Characterization of the tape-thick PDMS membrane. (a) The sectional view of a PDMS construct well, with membrane thickness measured at three positions (indicated by red circles) and averaged (scale bar = 1 mm). A schematic view of the cut slice for measurement is shown above. (b) Moulded PDMS replicas arranged from left to right, created with hole diameters of 250, 500, 1000 and 2000 µm in the frames (scale bar = 10 mm). (c) Strain measurements of replicas: the white dotted line represents the length of the strained membrane, and the red bottom line indicates the original length of the flat membrane without straining (scale bar = 200 µm). A schematic view of the cut slice for measurement is shown above. (d) The schematic of alveolar-like stretching formation: (d(i)) shows a sectional view of the membrane in a static state (no vacuum applied); (d(ii)) depicts the membrane in a stretched state (with vacuum applied).

Figure 3.

The assembled setting for cell experiments.

Figure 4.

Comparison of thicknesses for commercial tapes and PDMS membranes produced using a tape-assisted method. (a) Images of commercial tapes arranged from left to right: a generic brand of transparent tape (generic), 3M Scotch Magic 810 (magic) and 3M Scotch Masking 244 (masking). (b) Thickness comparison of commercial tapes according to specifications (in black columns), measurements obtained using microscopic analysis software (in dark grey columns) and PDMS membranes fabricated with different tapes (n = 5; mean with standard deviation displayed).

Figure 5.

PDMS membrane stains and curvature. (a) Plot of the linear regression trendline on the hole diameter of the frames versus strain (n = 5). (b) Plot of the linear regression trendline on the vacuum strength versus the strain (n = 5). (c) Plot of the linear regression trendline on the hole diameter of the frames versus curvature (n = 5). (d) Plot of the linear regression trendline on the vacuum strength versus curvature (n = 5).

Figure 6.

Influence of seeding density on YAP/TAZ translocation. (a) Various A549 seeding densities displayed from left to right: 2.5 × 10⁴, 5 ×10⁴, 7.5 ×10⁴, 10 ×10⁴, 12.5 ×10⁴ and 15 × 10⁴ cells per well in a PDMS construct. After 2 days of culture, cells were fixed and immunostained with anti-ZO1 (red), anti-YAP/TAZ (green) and Hoechst stain. Representative images from each density are shown with a white scale bar of 20 µm at the bottom right of each image.

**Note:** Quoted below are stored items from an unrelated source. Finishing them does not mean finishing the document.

PR #554, opened 2023-10-30
Feature: UI palette

### LINKED ISSUE #550: Feature: Widget color palette
## Description

> This is a feature which i'm looking to implement into fyrox ui rather than a feature request

Widget palette structure for Widgets that defines a set of colors for the widget to use with different states (i.e Hover, Normal, Pressed, Selected) similar to the brush fields on the Decorator to allow all widgets to react to different states with colors (i.e the border of a widget can be transparent then given a color when the widget is hovered) or some other solution making the widgets more styleable 

I will begin work on figuring out what a good way to do this would be and I will update this issue with my progress on it

jacobtread:
## Description

This feature adds a widget palette system onto widgets themselves which defines the brushes to use for the normal and hover states (On all widgets).

This enable things like the border color changing when a button is hovered as opposed to this only being supported by the background color for Decorator.

This should be backward compatible with the existing `with_background`/`with_hover_brush`/`with_normal_brush` system thats already in place as I modified those functions to update the palette instead.

## Usage

The `WidgetBuilder` structure now has a `palette` field and a `with_palette` function which takes in a `WidgetPaletteBuilder` which you can use to define the colors for the different background and foreground states:

image

There are also `with_background` and `with_foreground` functions on the palette builder to set both the hovered and normal colors (If a hovered color is not picked but a normal color is then when the palette is built it will use the normal color for the hovered color)

image

## In-game usage

Below is usage of this feature to make the border color of buttons transparent until they are hovered:

https://github.com/FyroxEngine/Fyrox/assets/33708767/a8d6a5d8-9774-4724-8e57-4532630ad1fd

## Related Issue
- Closes #550 (Tracking issue for this implementation)


fyrox-ui/src/decorator.rs
```diff
@@ -290,14 +251,25 @@ impl DecoratorBuilder {
     }
 
     /// Sets a desired brush for `Normal` state.
+    ///
+    /// ## Backward compatablity
```
mrDIMAS, line 255: typo `compatablity`

fyrox-ui/src/decorator.rs
```diff
@@ -207,6 +181,14 @@ impl Control for Decorator {
                         ));
                     }
                 }
+
+                // Backward compatablity (Updates colors on underlying palette)
```
mrDIMAS, line 185: typo `compatablity`

fyrox-ui/src/decorator.rs
```diff
@@ -290,14 +251,25 @@ impl DecoratorBuilder {
...
+    /// a `WidgetPaletteBuilder` on the underlying widget
     pub fn with_normal_brush(mut self, brush: Brush) -> Self {
-        self.normal_brush = brush;
+        self.border_builder.widget_builder.palette.background_normal = Some(brush);
         self
     }
 
     /// Sets a desired brush for `Hovered` state.
+    ///
+    /// ## Backward compatablity
```
mrDIMAS, line 266: typo `compatablity`

mrDIMAS (changes requested):

fyrox-ui/src/widget.rs
```diff
@@ -550,6 +559,166 @@ impl WidgetMessage {
...
+    ForegroundNormal(Brush),
+    /// Set the palette hover foreground brush.
+    ForegroundHover(Brush),
+}
+
+impl WidgetPalette {
+    /// Updates the background and foreground color of the provided
+    /// node to be the normal colors from this palette
+    pub fn set_normal(&self, handle: Handle<UiNode>, ui: &mut UserInterface) {
+        ui.send_message(WidgetMessage::background(
```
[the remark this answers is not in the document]
jacobtread: From looking at the code I've just realized there isn't actually any need for me to be sending messages here as it can just have access to the widget itself instead and update it from there, the new code:
image

mrDIMAS:
Have you checked the editor with your changes? It is works as before?

jacobtread:
I have not checked the editor i will have to get a game setup with one and will check that shortly

jacobtread:
Ah the performance in the editor for the editor tabs is heavily degraded from the nested widgets and having to do `has_descendant` to check descendants for hovering, looks like the custom widget approach you mentioned in #550 is definitely the better way to go.

Looks like i'll close this pull request as it doesn't seem like the viable approach unless you've got any ideas for making it work well?

jacobtread:
After switching over to custom widgets they are definitely the way to go, closing this pr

Scatter plots for each density were analysed using ImageJ, with Pearson’s coefficients displayed at the top right of the plots. (b) Comparison of nuclear to cytoplasmic fluorescence intensity across different seeding densities. (c) Comparison of Pearson’s coefficients across seeding densities, with three sets of fluorescent images analysed for each group (mean with s.d.).

Figure 7.

Impact of mechanical states on confluent cells (2.5 × 10⁴ cell seeding density for 2-day culture per well). (a) Representative immunofluorescent images and scatter plots of confluent cells subjected to static, stretched and dynamic mechanical conditions. (b) Comparison of nuclear to cytoplasmic fluorescence intensity ratios across different mechanical states. (c) Comparison of PCs for the three mechanical states, with analyses performed on seven sets of imaging data for each condition (mean with s.d.; *p < 0.05, **p < 0.005, ***p < 0.001).

Figure 8.

Influence of mechanical states on dense cells (10 × 10⁴ cells seeding density for 2-day culture per well). (a) Representative immunofluorescent images and scatter plots of dense cells in the static, stretched and dynamic mechanical states. (b) Comparison of the nuclear/cytoplasmic fluorescence intensity of different seeding densities. (c) Comparison of PCs for the three mechanical states, with analyses performed on seven sets of imaging data for each condition (mean with s.d.; *p < 0.05, ***p < 0.001, ****p < 0.0001).